These representations succeeded; and hospitality had commenced in the
old hall, and a knot of gossips had centred round my mother, groups of
laughing children had relaxed the still brow of Blanche, and the Captain
himself was a more cheerful and social man. My next point was to engage
my father in the completion of the Great Book. "Ah! sir," said I, "give
me an inducement to toil,--a reward for my industry. Let me think, in
each tempting pleasure, each costly vice,--No, no; I will save for the
Great Book! And the memory of the father shall still keep the son from
error. Ah, look you, sir!
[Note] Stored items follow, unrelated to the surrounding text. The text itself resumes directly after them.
PR #14329, opened 2025-03-04
FDS Source and User Guide: Switch default SMV parallel write to .FALSE.

marcosvanella:
- This change is done to address issues seen when writing the .smv file in parallel with MPI-IO in Windows OS systems.
- Now All strings containing the different MPI ranks pieces of the .smv file are gathered in rank 0 which performs a POSIX write (single .smv file).
- If need to use MPI-IO writing collectives for large number of MPI processes add SMV_PARALLEL_WRITE=T in the &DUMP line (Section 22 UG).


marcosvanella:
Lets keep an eye on this.

PR #14367, opened 2025-03-13
FDS User Guide: Explain change to C_MIN

mcgratta:


mcgratta:
In this PR, I think I have figured out how to stop the `\lstinline` or `\ct` verbatim entries from extending beyond the right margin. Now it breaks on white space and underscores.

PR #14461, opened 2025-04-02
improvement to catchpole plotting script

johodges:
Fonts should be working in all the plots now. The y-axis label in the semilogy plot has decimals for all tick levels which is something I think we want to fix still.


ericvmueller (approved):
Looks good - thanks!

PR #14499, opened 2025-04-11
FDS Verification: add ext_heartbeat_std_curve.fds to FDS_Cases.sh

rmcdermo:


shostikk:
Did not try it yet, but "batch" would not work for me. Could the script inherit partition from Run_FDS_cases.sh or from SBATCH_PARTITION environment variable?

PR #14514, opened 2025-04-15
FDS Build: Change HYPRE version to 2.33.0

cxp484:
Glen, when you merge these changes, please make sure that HYPRE is freshly cloned or updated to the latest version on Spark (Linux), Mac, and Windows. Otherwise, the compilation is likely to fail. I have tested them locally in Spark, my mac and a Windows machine.


cxp484:
Glenn, after speaking with Randy, I went ahead and merged it to avoid leaving the PR hanging.

PR #14555, opened 2025-04-23
FDS Build: Simplify MKL library paths

cxp484:
Hi Everyone, We simplified the makefile to deal with the mkl and impi paths. Let me know if you have any issued while compiling with mkl and impi.


cxp484:
Will push again after fixing the github action errors.

PR #14569, opened 2025-04-28
Bring FireX up to master, refactor vtkhdf output for computational speed, windows GPU build

johodges:
@cxp484 here is the PR per the email chain. I have verified compilation and running on my windows and linux machines.


rmcdermo:
@johodges This is not a very clean PR.  Can we talk to discuss this?  There should be different merges for merging master into FireX and then you fixing FireX issues.  This looks like you are combing a ton of this.  And it is error prone.

PR #14734, opened 2025-06-04
qfds.sh: Add option to use all available cores

mcgratta:


mcgratta:
This PR adds a flag to `qfds.sh` called `-c` that removes the node limit for a job. That is, if you do this
```
qfds.sh -p 800 -c -q all my_job.fds
```
then the job will run over the entire cluster looking for any available core. All that the `-c` does is remove 
```
#SBATCH --nodes=...
```
allowing Slurm to use any core within the given queue.

BTW, `c` stands for cram, as in cram the job onto the cluster.

PR #17, opened 2016-12-14
include deployment information

sofuture:
We should include information on how to setup and run the selenium docker image here.


deploy/selenium.service
```diff
@@ -0,0 +1,14 @@
+[Unit]
```
a-palchikov: I'd leave it chrome-driver specific (i.e. loose the 4444 port mapping)

PR #21, opened 2016-12-16
support more and configurable bandwagon fields

sofuture:
Add support for other bandwagon fields, if they exist. Also support configuring values for them.

### DIFF
--- a/e2e/model/ui/bandwagon.go
+++ b/e2e/model/ui/bandwagon.go
@@ -15,12 +15,12 @@ import (
 )
 
 type Bandwagon struct {
-	*framework.BandwagonConfig
+	framework.BandwagonConfig
 	page       *web.Page
 	domainName string
 }
 
-func OpenBandwagon(page *web.Page, domainName string, config *framework.BandwagonConfig) *Bandwagon {
+func OpenBandwagon(page *web.Page, domainName string, config framework.BandwagonConfig) Bandwagon {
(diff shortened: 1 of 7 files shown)


e2e/model/ui/bandwagon.go
```diff
@@ -15,13 +15,15 @@ import (
...
+	page         *web.Page
+	domainName   string
+	email        string
+	password     string
+	username     string
+	organization string
 }
 
-func OpenBandwagon(page *web.Page, domainName string, email string, password string) *Bandwagon {
+func OpenBandwagon(page *web.Page, domainName string, username string, password string, organization string, email string) *Bandwagon {
```
a-palchikov: I think it should take `BandwagonConfig` as parameter.

e2e/model/ui/bandwagon.go
```diff
@@ -35,7 +37,13 @@ func OpenBandwagon(page *web.Page, domainName string, email string, password str
 		BeFound(),
 		"should wait for bandwagon to load")
 
-	return &Bandwagon{page: page, email: email, password: password, domainName: domainName}
+	return &Bandwagon{page: page,
```
a-palchikov: `page` should slide on the next line

sofuture: how did `go fmt` let me get away with that? :confounded:

PR #43, opened 2017-04-07
Failed installation check

UnderGreen:


sofuture:
:shipit:

e2e/model/ui/installer/installer.go
```diff
@@ -130,10 +130,16 @@ func (i *Installer) StartInstallation() {
 }
 
 func (i *Installer) IsInstallCompleted() bool {
+	Expect(i.IsInstallFailed()).To(BeFalse())
```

Mr. Trevanion offered me the loan of L1,500
necessary to commence with; but you generously and at once said 'No; you
must not begin life under the load of debt.' And I knew you were right
and yielded,--yielded the more gratefully that I could not but forfeit
something of the just pride of manhood in incurring such an obligation
to the father of--Miss Trevanion. Therefore I have taken that sum from
you,--a sum that would almost have sufficed to establish your younger
and worthier child in the world forever. To that child let me repay it,
otherwise I will not take it. Let me hold it as a trust for the Great
Book; and promise me that the Great Book shall be ready when your
wanderer returns and accounts for the missing talent."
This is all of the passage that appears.